I have a spark streaming application running inside a k8s cluster (using spark-operator).
I have 1 executor, reading batches every 5s from a Kinesis stream. The Kinesis stream has 12 shards, and the executor creates 1 receiver per shard. I gave it 24 cores, so it should be more than enough to handle it.
For some unknown reason, sometimes the executor crashes. I suspect it is due to memory going over the k8s pod memory limit, which would cause k8s to kill the pod. But I have not been able to prove this theory yet.
After the executor crashes, a new one is created.
However, the "work" stops.
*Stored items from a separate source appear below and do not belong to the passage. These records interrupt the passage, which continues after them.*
PR #1316, opened 2020-11-30
relay: support relay log in v2.0 (#1272)

ti-srebot:
cherry-pick #1272 to release-2.0

---

### What problem does this PR solve? 
part of #1234 

### What is changed and how it works?
- [x]  support TLS in relay
- [x]  support gtid in relay

### Check List 

Tests 

 - Unit test
 - Integration test
 - Manual test (add detailed scripts or steps below)

PR #1326, opened 2020-12-10
load: load should not need metadata (#1321)

ti-srebot:
cherry-pick #1321 to release-2.0

---

part of #1320 

since full mode doesn't not need REPLICATION related privilege and doesn't check it, mydumper/dumpling won't generate a valid `metdata` file containing "SHOW MASTER STATUS:" at then. And when loader parse it, load task will stop.

Now load should ignore that error

### Check List 

Tests 

 - pass original test

Code changes

Side effects

Related changes


lance6716:
waiting https://github.com/pingcap/dm/pull/1316 to resolve conflicts

csuzhangxc (commented):
LGTM

csuzhangxc (approved):

PR #1340, opened 2020-12-15
parser: split ALTER TABLE ADD COLUMN

### LINKED ISSUE #1339: should split DDL for `ADD COLUMN (c1 int, c2 int)`
## Bug Report

in upstream. 

```
ALTER TABLE `all_mode`.`t1` ADD COLUMN (`t6` INT, `t7` INT)
```

sync to downstream, split same as

```
alter table t1 add column t6 int, add column t7 int;
```

3. What did you see instead?

```

                                "Message": "startLocation: [position: (mysql-bin.000001, 1902), gtid-set: 09bec856-ba95-11ea-850a-58f2b4af5188:1-8], endLocation: [position: (mysql-bin.000001, 2026), gtid-set: ]: execute statement failed: ALTER TABLE `all_mode`.`t1` ADD COLUMN (`t6` INT, `t7` INT)",
                                "RawCause": "Error 8200: Unsupported multi schema change",
```

4. Versions of the cluster

        master

lance6716:
close #1339 

split it

### Check List 

Tests 

 - Unit test
 - Integration test

Code changes

Side effects

Related changes


pkg/parser/common.go
```diff
@@ -271,6 +271,26 @@ func SplitDDL(stmt ast.StmtNode, schema string) (sqls []string, err error) {
...
+					bf.Reset()
+					err = stmt.Restore(ctx)
+					if err != nil {
+						v.Specs = specs
+						v.Table = table
+						return nil, terror.ErrRestoreASTNode.Delegate(err)
+					}
+					sqls = append(sqls, bf.String())
+				}
+				continue
```
csuzhangxc, line 291: why need this `continue` here?

csuzhangxc (commented):
rest LGTM

pkg/parser/common.go
lance6716: it's the continue of `for _, spec := range specs`. because we now know this `spec` is a add column statement and restored its SQL for every column, we could skip below logic about "restore whole spec to SQL" and "handle rename table"

csuzhangxc: you can add a comment to highlight this.

csuzhangxc (commented):
LGTM

GMHDBJD (approved):
LGTM

lance6716:
now the slowest test case is `handle_error`, about 12min

PR #1350, opened 2020-12-21
chaos: fix diffIncrData has no effect

GMHDBJD:
- chaos test will always return true when diff incremental data 😨
- alter table add column(timestamp) will have different default value between mysql:5.7 and tidb.

- change context
- add session variable `explicit_defaults_for_timestamp`

### Check List 

Tests 
 - chaos test

### DIFF
--- a/chaos/cases/task.go
+++ b/chaos/cases/task.go
@@ -37,7 +37,7 @@ import (
 const (
 	tableCount      = 10               // tables count in schema.
 	fullInsertCount = 100              // `INSERT INTO` count (not rows count) for each table in full stage.
-	diffCount       = 10               // diff data check count
+	diffCount       = 20               // diff data check count
 	diffInterval    = 10 * time.Second // diff data check interval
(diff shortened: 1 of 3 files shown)


csuzhangxc (commented):
LGTM. 👍

lance6716 (approved):
LGTM

> chaos test will always return true when diff incremental data 😨

caused by after 20 seconds previous context is done?

GMHDBJD:
> caused by after 20 seconds previous context is done?

genIncData exit until context done. So diffIncrData's ctx is always done.

chaos/cases/task.go
```diff
@@ -37,7 +37,7 @@ import (
 const (
 	tableCount      = 10               // tables count in schema.
 	fullInsertCount = 100              // `INSERT INTO` count (not rows count) for each table in full stage.
-	diffCount       = 10               // diff data check count
+	diffCount       = 20               // diff data check count
```
GMHDBJD, line 40: image

csuzhangxc (approved):

PR #183, opened 2018-02-20
CB-55: Add OptGroupSelectField for frequently used languages

man-of-code:
Added `OptGroupSelectField` from `wtforms-components` for separating frequently used languages.

### DIFF
--- a/critiquebrainz/db/review.py
+++ b/critiquebrainz/db/review.py
@@ -40,6 +40,22 @@ def to_dict(review, confidential=False):
     return review
 
 
+def get_top_languages():
+    """
+        List of the top ten languages (only the language codes) in CritiqueBrainz.
+    """
+    with db.engine.connect() as connection:
+        result = connection.execute(sqlalchemy.text("""
+               SELECT review.language
+                 FROM review
+             GROUP BY review.language
+             ORDER BY COUNT(review.id) DESC
+                LIMIT 10
+            """))
+        languages = result.fetchall()
+        return [language[0] for language in languages]
+
+
 def get_by_id(review_id):
     """Get a review by its ID.
 
--- a/critiquebrainz/frontend/forms/review.py
+++ b/critiquebrainz/frontend/forms/review.py
@@ -1,11 +1,12 @@
 from flask_wtf import Form
 from flask_babel import lazy_gettext, Locale
-from wtforms import TextAreaField, RadioField, SelectField, BooleanField, StringField, validators, IntegerField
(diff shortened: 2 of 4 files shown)


ferbncode:
@brainzbot add to whitelist

critiquebrainz/db/review.py
```diff
@@ -40,6 +40,22 @@ def to_dict(review, confidential=False):
     return review
 
 
+def get_top_languages():
+    """
+        List of the top ten languages (only the language codes) in CritiqueBrainz.
+    """
```
ferbncode: Make sure that the docstring matches the guidelines: https://github.com/metabrainz/guidelines/blob/master/Python.md#docstrings

critiquebrainz/frontend/forms/review.py
```diff
@@ -20,13 +21,32 @@ def __call__(self, form, field):
...
 
 
-# Loading supported languages
-languages = []
-for language_code in supported_languages:
-    try:
-        languages.append((language_code, Locale(language_code).language_name))
-    except UnknownLocaleError:
-        languages.append((language_code, pycountry.languages.get(iso639_1_code=language_code).name))
+def get_languages():
```
ferbncode: It would be great if you could add a docstring for this function too.

ferbncode:
The tests are failing because the `create_app()` function is called in `python manage.py init_db --skip-create-db --test-db` command in test container which fails to recognize `db` (which the `get_top_language()` function is using). We need to figure out a way to fix this in tests.

We can also change the way `frequently_used_languages` is populated. We can maintain a script for updating frequently used languages (like in MB: https://github.com/metabrainz/musicbrainz-server/blob/master/admin/SetLanguageFrequencies)

paramsingh:
@ferbncode: Seems like MB has a cron job running daily to calculate language frequencies: https://github.com/metabrainz/musicbrainz-server/blob/master/admin/cron/daily.sh#L87, we could do something like that too.

man-of-code:
Okay, I'll add the `doctsrings` according to the guidelines. Thanks for reviewing @ferbncode .

ferbncode:
I think the method for calculating `frequently_used_languages` should be similar to MusicBrainz. @man-of-code , it would be awesome if you could write a script that executes the exact same query, updates cache (store the result in a namespace 'frequent-languages'). Then we can add that script to cron, so that it gets updated every day (or week).

man-of-code:
@ferbncode I'll get to it, right away.

paramsingh:
Closing this for now, we can do a different PR for calculating frequently used languages first.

The new executor is not doing anything.
I investigated a bit:
Looking at the logs of the pod - I saw that it did execute a few tasks successfully after it was created, and then it stopped because it did not get any more tasks.
Looking in Spark Web UI - I see that there is 1 “running batch” that is not finishing.
I found some docs that say there can always be only 1 active batch at a time. So this is why the work stopped - it is waiting for this batch to finish.
Digging a bit deeper in the UI, I found this page that shows details about the tasks.
So executor 2 finished doing all the tasks it was assigned. There are 12 tasks that were assigned to executor 1 which are still waiting to finish, but executor 1 is dead.
Why does this happen? Why does Spark not know that executor 1 is dead and never going to finish it's assigned tasks? I would expect Spark to reassign these tasks to executor 2.